-- What is needed --
Reply only with how many lines below contain "because".

-- Supplied records --
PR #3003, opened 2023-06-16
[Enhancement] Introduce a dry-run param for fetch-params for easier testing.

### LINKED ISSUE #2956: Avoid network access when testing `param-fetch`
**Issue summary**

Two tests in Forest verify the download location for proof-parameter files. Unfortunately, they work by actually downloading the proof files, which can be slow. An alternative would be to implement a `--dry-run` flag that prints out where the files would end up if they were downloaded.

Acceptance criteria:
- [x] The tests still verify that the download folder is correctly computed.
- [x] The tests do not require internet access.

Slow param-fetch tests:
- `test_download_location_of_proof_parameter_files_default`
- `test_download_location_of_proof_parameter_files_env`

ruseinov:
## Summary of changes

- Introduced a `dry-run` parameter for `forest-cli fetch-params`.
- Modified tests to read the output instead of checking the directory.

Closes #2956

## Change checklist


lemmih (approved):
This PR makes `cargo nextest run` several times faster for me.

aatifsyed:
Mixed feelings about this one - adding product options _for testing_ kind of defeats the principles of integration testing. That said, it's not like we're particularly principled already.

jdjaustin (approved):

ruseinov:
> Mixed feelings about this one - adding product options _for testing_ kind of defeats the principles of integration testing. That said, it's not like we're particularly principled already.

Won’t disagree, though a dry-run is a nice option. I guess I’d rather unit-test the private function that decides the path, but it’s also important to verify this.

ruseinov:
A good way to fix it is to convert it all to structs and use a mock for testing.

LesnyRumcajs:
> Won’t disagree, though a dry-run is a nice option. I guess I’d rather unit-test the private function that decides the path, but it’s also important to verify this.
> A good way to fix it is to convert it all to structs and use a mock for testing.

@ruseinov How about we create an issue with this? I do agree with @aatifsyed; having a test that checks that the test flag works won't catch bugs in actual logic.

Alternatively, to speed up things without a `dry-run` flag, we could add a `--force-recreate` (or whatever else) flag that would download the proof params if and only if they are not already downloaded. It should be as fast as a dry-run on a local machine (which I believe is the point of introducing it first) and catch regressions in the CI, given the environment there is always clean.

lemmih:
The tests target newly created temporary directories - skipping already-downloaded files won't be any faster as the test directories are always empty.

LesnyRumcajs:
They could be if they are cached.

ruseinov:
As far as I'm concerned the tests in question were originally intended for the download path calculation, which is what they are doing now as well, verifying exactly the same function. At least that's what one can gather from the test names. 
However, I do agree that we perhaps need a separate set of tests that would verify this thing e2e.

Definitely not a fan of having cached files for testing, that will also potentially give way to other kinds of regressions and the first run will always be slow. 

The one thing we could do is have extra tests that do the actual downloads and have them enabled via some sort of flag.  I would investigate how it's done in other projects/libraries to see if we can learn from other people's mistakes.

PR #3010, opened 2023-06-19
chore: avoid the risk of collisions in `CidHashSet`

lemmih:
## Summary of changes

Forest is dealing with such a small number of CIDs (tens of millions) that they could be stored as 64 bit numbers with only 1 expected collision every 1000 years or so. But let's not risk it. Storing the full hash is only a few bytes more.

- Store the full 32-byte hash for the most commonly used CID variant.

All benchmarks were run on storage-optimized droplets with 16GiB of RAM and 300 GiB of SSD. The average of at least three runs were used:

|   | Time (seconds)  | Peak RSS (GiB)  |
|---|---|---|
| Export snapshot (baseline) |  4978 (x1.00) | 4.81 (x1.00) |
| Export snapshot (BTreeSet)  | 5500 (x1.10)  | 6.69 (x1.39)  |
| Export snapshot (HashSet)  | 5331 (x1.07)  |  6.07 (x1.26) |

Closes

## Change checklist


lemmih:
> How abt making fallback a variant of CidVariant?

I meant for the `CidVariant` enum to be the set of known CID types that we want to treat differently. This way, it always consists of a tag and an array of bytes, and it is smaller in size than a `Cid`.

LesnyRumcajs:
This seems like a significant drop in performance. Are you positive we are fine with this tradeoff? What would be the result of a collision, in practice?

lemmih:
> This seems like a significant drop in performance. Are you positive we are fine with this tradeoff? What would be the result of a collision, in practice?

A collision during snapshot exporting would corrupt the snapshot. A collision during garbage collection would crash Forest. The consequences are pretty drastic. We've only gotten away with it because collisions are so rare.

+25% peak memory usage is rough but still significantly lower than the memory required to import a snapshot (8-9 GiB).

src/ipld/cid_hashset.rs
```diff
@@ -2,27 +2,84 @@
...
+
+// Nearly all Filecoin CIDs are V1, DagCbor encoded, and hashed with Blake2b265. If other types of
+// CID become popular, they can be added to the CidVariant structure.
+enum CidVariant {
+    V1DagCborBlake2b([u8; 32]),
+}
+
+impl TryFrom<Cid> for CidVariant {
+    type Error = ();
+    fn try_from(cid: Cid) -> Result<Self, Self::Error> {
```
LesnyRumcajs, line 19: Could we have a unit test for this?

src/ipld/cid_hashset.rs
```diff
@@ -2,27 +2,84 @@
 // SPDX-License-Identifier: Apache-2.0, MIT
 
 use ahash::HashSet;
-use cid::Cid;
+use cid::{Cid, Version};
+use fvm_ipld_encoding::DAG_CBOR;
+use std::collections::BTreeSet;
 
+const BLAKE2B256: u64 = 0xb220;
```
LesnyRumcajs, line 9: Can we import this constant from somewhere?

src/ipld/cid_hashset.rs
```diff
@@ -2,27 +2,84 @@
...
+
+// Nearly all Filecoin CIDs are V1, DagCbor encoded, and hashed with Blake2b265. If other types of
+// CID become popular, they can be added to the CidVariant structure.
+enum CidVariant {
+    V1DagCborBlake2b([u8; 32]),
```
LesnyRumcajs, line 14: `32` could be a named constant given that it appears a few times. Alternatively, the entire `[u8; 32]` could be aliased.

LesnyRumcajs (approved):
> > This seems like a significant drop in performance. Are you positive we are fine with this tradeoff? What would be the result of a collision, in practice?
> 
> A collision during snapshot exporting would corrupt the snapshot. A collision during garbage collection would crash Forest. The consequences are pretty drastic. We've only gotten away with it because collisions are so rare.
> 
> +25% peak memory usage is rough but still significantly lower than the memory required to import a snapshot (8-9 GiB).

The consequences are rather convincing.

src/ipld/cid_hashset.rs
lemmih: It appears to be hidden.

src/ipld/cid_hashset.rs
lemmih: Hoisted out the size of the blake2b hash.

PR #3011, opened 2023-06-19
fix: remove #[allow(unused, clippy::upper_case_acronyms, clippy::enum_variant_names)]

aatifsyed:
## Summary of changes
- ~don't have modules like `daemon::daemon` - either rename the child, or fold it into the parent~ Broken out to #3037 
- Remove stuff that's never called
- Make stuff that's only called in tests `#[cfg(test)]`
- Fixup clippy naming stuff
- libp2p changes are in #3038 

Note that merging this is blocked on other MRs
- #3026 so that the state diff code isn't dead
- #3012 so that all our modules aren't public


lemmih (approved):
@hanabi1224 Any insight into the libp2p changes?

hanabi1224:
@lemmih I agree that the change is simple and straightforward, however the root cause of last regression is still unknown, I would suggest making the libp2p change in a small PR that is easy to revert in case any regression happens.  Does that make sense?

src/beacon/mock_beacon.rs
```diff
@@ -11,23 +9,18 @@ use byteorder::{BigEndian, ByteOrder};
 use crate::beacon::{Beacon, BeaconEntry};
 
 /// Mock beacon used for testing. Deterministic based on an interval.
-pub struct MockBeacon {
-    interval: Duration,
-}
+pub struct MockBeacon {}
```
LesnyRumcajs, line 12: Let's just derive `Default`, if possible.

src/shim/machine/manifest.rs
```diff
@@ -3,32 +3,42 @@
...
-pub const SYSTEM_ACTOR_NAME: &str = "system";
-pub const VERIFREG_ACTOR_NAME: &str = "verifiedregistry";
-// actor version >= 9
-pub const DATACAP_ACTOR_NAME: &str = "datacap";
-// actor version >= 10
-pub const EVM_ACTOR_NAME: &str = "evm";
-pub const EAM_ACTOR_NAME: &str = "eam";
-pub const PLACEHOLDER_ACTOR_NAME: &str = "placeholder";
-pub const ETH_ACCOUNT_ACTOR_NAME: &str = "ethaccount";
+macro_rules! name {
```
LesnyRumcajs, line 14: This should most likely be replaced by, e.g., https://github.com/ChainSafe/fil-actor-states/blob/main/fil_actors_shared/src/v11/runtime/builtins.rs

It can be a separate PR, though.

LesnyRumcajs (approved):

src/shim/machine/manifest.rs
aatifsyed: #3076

-- Expected output --
2